# WHAT IS BEING ASKED
Going through the entries below, copy out each line that contains "newconstruction".

# RECORDS PROVIDED
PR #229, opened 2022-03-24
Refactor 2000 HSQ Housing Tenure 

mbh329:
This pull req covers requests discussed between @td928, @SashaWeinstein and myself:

==

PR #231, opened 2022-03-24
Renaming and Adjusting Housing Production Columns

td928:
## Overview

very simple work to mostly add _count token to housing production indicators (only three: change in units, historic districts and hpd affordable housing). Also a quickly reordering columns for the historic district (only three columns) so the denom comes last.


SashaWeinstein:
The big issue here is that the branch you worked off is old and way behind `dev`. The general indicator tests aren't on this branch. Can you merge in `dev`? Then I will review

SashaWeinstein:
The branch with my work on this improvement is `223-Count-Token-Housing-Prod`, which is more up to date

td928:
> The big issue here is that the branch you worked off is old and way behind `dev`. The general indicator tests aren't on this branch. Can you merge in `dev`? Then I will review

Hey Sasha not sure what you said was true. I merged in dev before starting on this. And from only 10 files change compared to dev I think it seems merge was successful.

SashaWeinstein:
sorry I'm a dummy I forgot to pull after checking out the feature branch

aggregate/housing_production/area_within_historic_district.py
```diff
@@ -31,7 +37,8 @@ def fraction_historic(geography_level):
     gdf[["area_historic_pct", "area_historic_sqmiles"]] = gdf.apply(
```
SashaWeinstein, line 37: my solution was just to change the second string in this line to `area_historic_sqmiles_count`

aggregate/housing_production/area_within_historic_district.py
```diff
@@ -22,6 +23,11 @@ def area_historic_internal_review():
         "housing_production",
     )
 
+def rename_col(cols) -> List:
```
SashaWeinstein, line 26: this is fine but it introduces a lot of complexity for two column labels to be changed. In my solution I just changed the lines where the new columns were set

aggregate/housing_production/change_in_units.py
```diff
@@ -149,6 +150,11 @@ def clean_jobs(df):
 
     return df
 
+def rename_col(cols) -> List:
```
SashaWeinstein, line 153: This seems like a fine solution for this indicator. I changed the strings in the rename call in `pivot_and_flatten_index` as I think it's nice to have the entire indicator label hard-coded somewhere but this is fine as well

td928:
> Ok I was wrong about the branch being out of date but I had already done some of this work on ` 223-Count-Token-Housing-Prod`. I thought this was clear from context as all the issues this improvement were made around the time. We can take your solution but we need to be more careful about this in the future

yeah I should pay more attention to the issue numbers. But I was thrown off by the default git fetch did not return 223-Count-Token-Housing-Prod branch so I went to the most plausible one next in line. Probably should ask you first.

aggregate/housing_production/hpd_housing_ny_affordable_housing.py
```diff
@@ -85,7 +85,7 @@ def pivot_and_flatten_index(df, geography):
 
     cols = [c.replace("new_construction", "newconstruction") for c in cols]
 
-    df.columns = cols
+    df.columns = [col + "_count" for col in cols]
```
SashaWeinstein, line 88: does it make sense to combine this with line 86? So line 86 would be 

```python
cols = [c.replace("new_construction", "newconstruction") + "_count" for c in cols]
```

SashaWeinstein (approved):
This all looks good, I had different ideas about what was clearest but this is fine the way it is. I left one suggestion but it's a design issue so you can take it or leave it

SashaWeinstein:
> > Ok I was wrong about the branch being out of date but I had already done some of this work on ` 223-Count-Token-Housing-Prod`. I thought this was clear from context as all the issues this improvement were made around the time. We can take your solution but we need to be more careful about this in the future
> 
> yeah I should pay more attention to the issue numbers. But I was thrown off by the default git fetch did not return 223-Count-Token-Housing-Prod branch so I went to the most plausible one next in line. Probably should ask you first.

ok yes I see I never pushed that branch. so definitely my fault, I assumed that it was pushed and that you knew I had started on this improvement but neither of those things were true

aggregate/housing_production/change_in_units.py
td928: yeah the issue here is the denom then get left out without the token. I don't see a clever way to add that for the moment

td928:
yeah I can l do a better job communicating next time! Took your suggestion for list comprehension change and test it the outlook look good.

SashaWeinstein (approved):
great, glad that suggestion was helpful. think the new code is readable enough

# SOLUTION TO THIS EXERCISE
     cols = [c.replace("new_construction", "newconstruction") for c in cols]
cols = [c.replace("new_construction", "newconstruction") + "_count" for c in cols]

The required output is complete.